● **What you need to do**:
When you find the line with "- Making an" among the records below, reproduce it and each line after it exactly, ending with the line with "I am just sharing".
───── Data shown ─────
PR #5208, opened 2023-09-21
(feat):Put default alt as description than image title, because this is the most probably scenario

dobri1408:
With this change editors, will have the alt option already set to the description or title of the image, because this is the most probably scenario.


sneridagh (changes requested):
@dobri1408 this is a breaking change... for existing sites that already expect it to be the title, and suddenly it changes to the description after an upgrade.

I'd make it configurable with a switch in the config. 

/cc @plone/volto-team we would have to discuss this, isn't the description be potentially too long? I don't know enough a11y but could be that there are also restrictions on this.

giuliaghisini:
i think to be consistent, it has to be data.alt, like here
https://github.com/plone/volto/blob/f0284f14742fcdeddfc9f6735c1fcad81f20099d/src/components/manage/Blocks/Image/View.jsx#L80

I also request, for accessibility, if it's possible to set alt attribute as  when alt prop is empty, and not as  because for screen readers and accessibility it's not correct the second way.

Issue #5174, opened 2023-09-12
UX Feedback: Anchor Links / Slug / Linked Headline


tisto:
Volto 17 implements linked headlines:

- PR: https://github.com/plone/volto/pull/3540
- PLIP: https://github.com/plone/volto/issues/4298

I just document the feedback that we received from one of the UX experts from our client:

# Discoverability of the "copy anchor link" feature

- A user has no way to understand how to copy an anchor link
- Functionality to copy anchor links is exposed to viewers of the website (regular users might consider this to be a glitch or bug in the website)
- Copying UX patterns (cargo cult) is not necessarily a good idea. Especially when copying a pattern for a system for developers (GitHub/GitLab)

<img width="1466" alt="Screenshot 2023-09-12 at 08 21 53" src="https://github.com/plone/volto/assets/632105/4524be43-a1da-4a80-9227-745d36069b76">

Note Timo: Even though I know this feature from Github and GitLab, I reported a bug to my team when the new Anchor feature of Volto was introduced in one of our projects. I though it was a visual glitch or regression.

# Fragile

- There is no way for an editor to know if changing any content of a page (e.g. a headline) could break an existing anchor link (this is considered to be a KO criteria for the adoption)
- Making an anchor target explicit (anchor block) or auto-generating the anchors would not completely avoid this problem but both solutions would make it less likely that an editor breaks existing anchors

--

I am just sharing this here with the community for now and I honestly don't know which way to go without further consideration and discussions. This is a hard problem. We might want to do some more research of how other systems do it.

We (kitconcept) have a budget to implement the anchor feature in Volto 17 or in an add-on product. Our clients would be willing to pay us to Open Source the development and they want it to be Open Source. Though, they need to feature in the next few weeks and the current implementation in Volto 17 does not meet their needs.

cc @davisagli @sneridagh 

@sneridagh one question: is it possible to make the "show anchor icon on hover" feature optional or hide it from anonymous viewers? I honestly think that this is highly confusing for a public website and does not provide any useful feature for anonymous users.

# Implementation Options for setting Anchors

- Option A: editors create anchors manually
  - Option A1: editors explicitly add an anchor block, enter a unique ID for the anchor
  - Option A1: each block has an "ID" or "Anchor ID" field where editors can set the ID, independently of the actual content
- Option B: the CMS automatically generates unique anchor IDs (e.g. https://www.plone.org/about-us#s89S92)
[...]

PR #5225, opened 2023-09-25
Improve linked headlines

sneridagh:
Closes: #5174
As discussed in https://github.com/plone/volto/issues/5174

- [x] disable "copy anchor link to clipboard" functionality for anonymous users of the website (this is a feature that no public website has anywhere in the world)
- [x] keep the feature for now for logged-in users, integrators can disable it with a feature toggle
- [x] change the wording of the notification from "Link copied to clipboard" to "Anchor link copied to the clipboard" to make it more obvious that an anchor link has been copied (again, this only works for editors that know the feature)
- [x] fix the bug that the anchor link does not work if your headline has a special character (e.g. "Überschrift")

Unfortunately this is a Chrome issue, it does works well in FF and Safari :( This only happens in SSR. At least, on links, and when the router is present, it does well.

- [x] disable the "copy to anchor link to clipboard" for the page title

### DIFF
--- a/cypress/tests/core/blocks/block-anchors.js
+++ b/cypress/tests/core/blocks/block-anchors.js
@@ -3,28 +3,6 @@ import { slateBeforeEach } from '../../../support/volto-slate';
 describe('Block Tests: Anchors', () => {
   beforeEach(slateBeforeEach);
 
-  it('Add Block: Links', () => {
-    // Change page title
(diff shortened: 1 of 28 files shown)


tiberiuichim (approved):

sneridagh:
Letf TODO: try to normalize the links that have special characters, so we make sure that all of them will work in all situations.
─────
● **Output for this exercise**:
- Making an anchor target explicit (anchor block) or auto-generating the anchors would not completely avoid this problem but both solutions would make it less likely that an editor breaks existing anchors

--

I am just sharing this here with the community for now and I honestly don't know which way to go without further consideration and discussions. This is a hard problem. We might want to do some more research of how other systems do it.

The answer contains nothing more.